From its beginning, learning at Shoals has been experiential and immersive. Students live in dorms on the marine lab’s island campus during each course, typically two weeks in length and worth full course credits. A normal day stretches from 8 a.m. to 9 p.m. but only includes a few hours of lecture, while the rest of the day is spent in the field, said Jennifer Seavey, SML executive director.

“Field work could be aboard a commercial ground fishing boat where students actually run trawls and take data. Or out in the rocky intertidal zone, learning how to quantify species presence and abundance. The majority of our classes are out in the field for most of the day,” Seavey said. “Each student spends their day engaged in real science, and everyone on the island is doing something compelling in a related field. You are wonderfully immersed in your topic here.”

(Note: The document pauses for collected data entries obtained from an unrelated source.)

PR #295, opened 2026-07-15
fix(nightly): run maintenance stages MCP-free so a dead connector can't wedge essence

rgunst:
## Problem

Nightly runs report `nightly: ok` but the **essence stage fails most nights**:

```
stage 'essence': claude timed out after 300000ms with no output (likely wedged on a tool call)
```

Root cause is **MCP server startup, not a tool call inside the turn.** Each nightly stage spawns `claude --print`, which initialises every configured MCP server on startup — including the user's remote claude.ai connectors. When a remote connector is unauthenticated (here: `claude.ai Netsuite Production` and `claude.ai Microsoft 365`), it blocks the init handshake waiting on an OAuth flow that can never complete in a non-interactive `--print` run. essence is the *first* stage, so it eats the hang: zero output → killed at the 300000ms idle ceiling. "wedged on a tool call" is the harness guessing; it actually wedged before emitting anything. It's intermittent because it depends on how the dead endpoint responds that minute.

## Fix

Nightly maintenance needs no MCP at all. This adds an `mcpMode: "none"` flag on `HarnessRequest` (parallel to the existing `toolsMode: "none"`):

- `src/cli/nightly.ts` sets `mcpMode: "none"` on every stage turn.
- `src/orchestrator/turn.ts` threads it from `TurnInput` into the request.
- `src/harnesses/claude.ts` maps `"none"` → `--strict-mcp-config --mcp-config '{"mcpServers":{}}'`: use ONLY the (empty) inline config, ignoring `~/.claude.json` and connectors, so there are zero servers to init and nothing to hang on.

Interactive persona turns omit the flag and keep their Gmail / Calendar / Drive connectors untouched. Harnesses without a strict-MCP flag ignore `mcpMode` (they don't share claude's connector-startup hang).

## Tests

For many, the experience is formative.

Students spend a two-week semester engaged in hands-on learning at the lab.

Vanessa Constant ’14 took her first class at SML as a high school student. As a freshman at Cornell she returned to Appledore Island in summer 2011 for the Marine Invertebrate Biology course taught by Drew Harvell, professor of Ecology and Evolutionary Biology, and to conduct an independent project with the guidance of senior research associate Robin Hadlock Seeley.

“The transformative experiences I had at Shoals launched my scientific career and helped lay the groundwork for my future academic and research pursuits as a coastal ecologist,” said Constant, a doctoral student at Oregon State University.

“I think fondly of my time on the island and warmly reflect on the profound influence it had on me as a young scientist. SML helped position me to be an engaged student, proactive researcher and dynamic communicator,” she said.

Experiences like Constant’s are common, Seavey said.

“I have heard from countless professors and scientists that it was a field class or a research internship, like what we offer at SML, that made them want to become a scientist,” she said. “And even if you don’t choose to pursue science as a career, you will have a better understanding of science, and we need that so much in this world where challenges exist because many Americans don’t even trust science. Having that immersive experience with science, first-hand, hands-on, yourself, will help you decide whether or not you trust science.”

Shoals’ students come from Cornell, the University of New Hampshire and elsewhere. They include students majoring in biology, natural resources, environmental science, engineering and other subjects.

“Many students absolutely love the topic, but for some the topic doesn’t really matter,” Seavey said. “It’s an experience that can translate across any scientific discipline where you take data and design your methods, analyze it, represent it to people who weren’t there, and tell the data’s story. All of those steps are universal to science.”

Krisy Gashler is a freelance writer for the College of Agriculture and Life Sciences. This article also appeared in the Cornell Chronicle.